Using the listing below, work out the number of lines in which "debugger" appears; return only that figure.

**Input data**
--- START ---
PR #2033, opened 2020-04-30
LibJS: Implement (no-op) debugger statement

linusg:
https://tc39.es/ecma262/#sec-debugger-statement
--- END ---
**Solution to this exercise**
2